(Assigned task) Where the word "LINKED" shows up in the entries below, please copy the whole line.

(Supplied entries)
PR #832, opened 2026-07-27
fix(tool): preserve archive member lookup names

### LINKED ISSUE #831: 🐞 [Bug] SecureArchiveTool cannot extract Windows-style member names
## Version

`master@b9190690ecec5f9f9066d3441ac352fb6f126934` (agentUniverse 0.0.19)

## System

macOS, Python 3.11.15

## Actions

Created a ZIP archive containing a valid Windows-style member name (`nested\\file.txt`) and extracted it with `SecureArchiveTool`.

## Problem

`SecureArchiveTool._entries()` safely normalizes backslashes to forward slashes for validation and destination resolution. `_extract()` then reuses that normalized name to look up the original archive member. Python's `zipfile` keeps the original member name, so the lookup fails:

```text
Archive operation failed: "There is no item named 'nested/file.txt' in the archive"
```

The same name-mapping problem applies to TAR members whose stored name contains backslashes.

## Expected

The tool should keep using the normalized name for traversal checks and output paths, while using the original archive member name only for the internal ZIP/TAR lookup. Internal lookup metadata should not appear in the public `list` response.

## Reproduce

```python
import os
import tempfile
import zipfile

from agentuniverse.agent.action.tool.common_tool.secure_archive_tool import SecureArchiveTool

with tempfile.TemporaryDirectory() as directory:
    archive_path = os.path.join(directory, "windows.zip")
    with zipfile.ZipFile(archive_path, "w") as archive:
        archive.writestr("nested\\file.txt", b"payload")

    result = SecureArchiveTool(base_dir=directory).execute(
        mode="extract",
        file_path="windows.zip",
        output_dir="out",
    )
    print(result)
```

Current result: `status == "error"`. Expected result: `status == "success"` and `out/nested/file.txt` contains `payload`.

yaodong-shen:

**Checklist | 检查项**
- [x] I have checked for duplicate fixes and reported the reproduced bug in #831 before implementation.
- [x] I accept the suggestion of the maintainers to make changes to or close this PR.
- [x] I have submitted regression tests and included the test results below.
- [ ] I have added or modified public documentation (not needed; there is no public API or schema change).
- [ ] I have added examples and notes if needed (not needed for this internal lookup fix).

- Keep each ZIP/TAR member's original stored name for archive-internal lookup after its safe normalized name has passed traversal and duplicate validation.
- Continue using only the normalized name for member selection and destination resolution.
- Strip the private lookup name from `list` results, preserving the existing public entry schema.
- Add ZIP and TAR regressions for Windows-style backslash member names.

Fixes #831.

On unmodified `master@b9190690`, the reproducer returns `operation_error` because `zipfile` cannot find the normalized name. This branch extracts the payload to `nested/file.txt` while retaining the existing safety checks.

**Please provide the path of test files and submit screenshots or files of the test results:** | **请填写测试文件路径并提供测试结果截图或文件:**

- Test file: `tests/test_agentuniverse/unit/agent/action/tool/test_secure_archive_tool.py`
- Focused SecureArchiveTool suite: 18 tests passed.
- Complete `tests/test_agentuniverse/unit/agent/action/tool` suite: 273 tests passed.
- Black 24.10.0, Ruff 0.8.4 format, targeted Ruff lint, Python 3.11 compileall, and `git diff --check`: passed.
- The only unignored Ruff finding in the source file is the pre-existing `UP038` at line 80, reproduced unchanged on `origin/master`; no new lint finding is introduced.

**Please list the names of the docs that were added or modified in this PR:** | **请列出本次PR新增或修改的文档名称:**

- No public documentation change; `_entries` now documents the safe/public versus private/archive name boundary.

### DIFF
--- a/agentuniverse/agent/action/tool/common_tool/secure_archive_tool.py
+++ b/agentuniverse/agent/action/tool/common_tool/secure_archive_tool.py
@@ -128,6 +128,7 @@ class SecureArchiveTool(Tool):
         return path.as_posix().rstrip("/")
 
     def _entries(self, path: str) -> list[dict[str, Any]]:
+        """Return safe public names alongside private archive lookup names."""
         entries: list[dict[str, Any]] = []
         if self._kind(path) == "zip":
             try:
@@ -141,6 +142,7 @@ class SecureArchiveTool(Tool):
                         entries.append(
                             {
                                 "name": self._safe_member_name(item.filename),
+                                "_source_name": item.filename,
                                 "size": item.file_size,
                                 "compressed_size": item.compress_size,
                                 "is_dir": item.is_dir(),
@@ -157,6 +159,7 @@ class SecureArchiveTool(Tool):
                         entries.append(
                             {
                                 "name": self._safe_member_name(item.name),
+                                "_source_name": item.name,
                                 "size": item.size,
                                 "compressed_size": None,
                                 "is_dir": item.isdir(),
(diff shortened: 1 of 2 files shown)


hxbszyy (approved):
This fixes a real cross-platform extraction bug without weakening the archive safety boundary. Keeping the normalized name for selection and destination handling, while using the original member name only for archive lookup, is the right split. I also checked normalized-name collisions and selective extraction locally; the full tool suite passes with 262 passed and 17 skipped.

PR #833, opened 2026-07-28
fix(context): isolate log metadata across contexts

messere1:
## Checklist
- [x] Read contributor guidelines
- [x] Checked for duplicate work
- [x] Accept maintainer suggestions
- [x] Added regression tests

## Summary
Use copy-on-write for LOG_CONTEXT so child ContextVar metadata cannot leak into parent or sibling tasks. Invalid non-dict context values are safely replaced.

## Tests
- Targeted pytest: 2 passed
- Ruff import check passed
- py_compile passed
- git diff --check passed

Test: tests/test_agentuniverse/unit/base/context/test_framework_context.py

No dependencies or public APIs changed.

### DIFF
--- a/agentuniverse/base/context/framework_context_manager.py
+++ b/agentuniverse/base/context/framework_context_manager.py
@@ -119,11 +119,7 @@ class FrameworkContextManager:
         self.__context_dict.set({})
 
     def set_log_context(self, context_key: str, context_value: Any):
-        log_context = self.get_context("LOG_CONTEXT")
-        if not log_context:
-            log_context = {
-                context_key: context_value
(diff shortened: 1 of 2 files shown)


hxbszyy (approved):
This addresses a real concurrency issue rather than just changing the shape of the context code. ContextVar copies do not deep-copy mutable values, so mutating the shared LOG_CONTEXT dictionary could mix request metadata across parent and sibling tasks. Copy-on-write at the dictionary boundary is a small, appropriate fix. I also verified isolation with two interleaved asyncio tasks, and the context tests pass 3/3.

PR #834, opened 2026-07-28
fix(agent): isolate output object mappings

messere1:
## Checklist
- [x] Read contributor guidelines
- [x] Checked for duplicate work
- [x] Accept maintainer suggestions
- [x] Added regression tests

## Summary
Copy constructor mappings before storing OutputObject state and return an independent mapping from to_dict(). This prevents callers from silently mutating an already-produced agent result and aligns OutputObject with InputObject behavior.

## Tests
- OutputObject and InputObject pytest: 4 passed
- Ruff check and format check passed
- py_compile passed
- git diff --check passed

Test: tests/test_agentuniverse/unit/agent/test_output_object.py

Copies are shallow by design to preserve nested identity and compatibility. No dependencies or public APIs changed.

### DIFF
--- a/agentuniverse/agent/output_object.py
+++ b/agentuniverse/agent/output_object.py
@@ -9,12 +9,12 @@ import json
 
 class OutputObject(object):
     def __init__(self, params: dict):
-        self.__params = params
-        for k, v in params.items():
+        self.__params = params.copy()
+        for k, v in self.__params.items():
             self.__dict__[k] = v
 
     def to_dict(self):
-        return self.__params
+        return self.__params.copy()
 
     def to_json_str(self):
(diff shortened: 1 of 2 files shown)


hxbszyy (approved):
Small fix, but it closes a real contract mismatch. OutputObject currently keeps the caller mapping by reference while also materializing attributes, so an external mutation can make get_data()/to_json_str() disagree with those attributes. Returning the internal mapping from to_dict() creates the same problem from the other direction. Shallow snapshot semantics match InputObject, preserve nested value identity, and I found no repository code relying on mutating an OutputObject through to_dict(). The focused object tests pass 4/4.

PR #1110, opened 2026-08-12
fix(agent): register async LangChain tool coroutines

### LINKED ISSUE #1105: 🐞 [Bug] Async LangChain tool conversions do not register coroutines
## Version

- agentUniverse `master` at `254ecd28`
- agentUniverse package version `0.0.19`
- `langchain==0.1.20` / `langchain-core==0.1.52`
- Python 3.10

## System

(Exercise output)
### LINKED ISSUE #831: 🐞 [Bug] SecureArchiveTool cannot extract Windows-style member names
### LINKED ISSUE #1105: 🐞 [Bug] Async LangChain tool conversions do not register coroutines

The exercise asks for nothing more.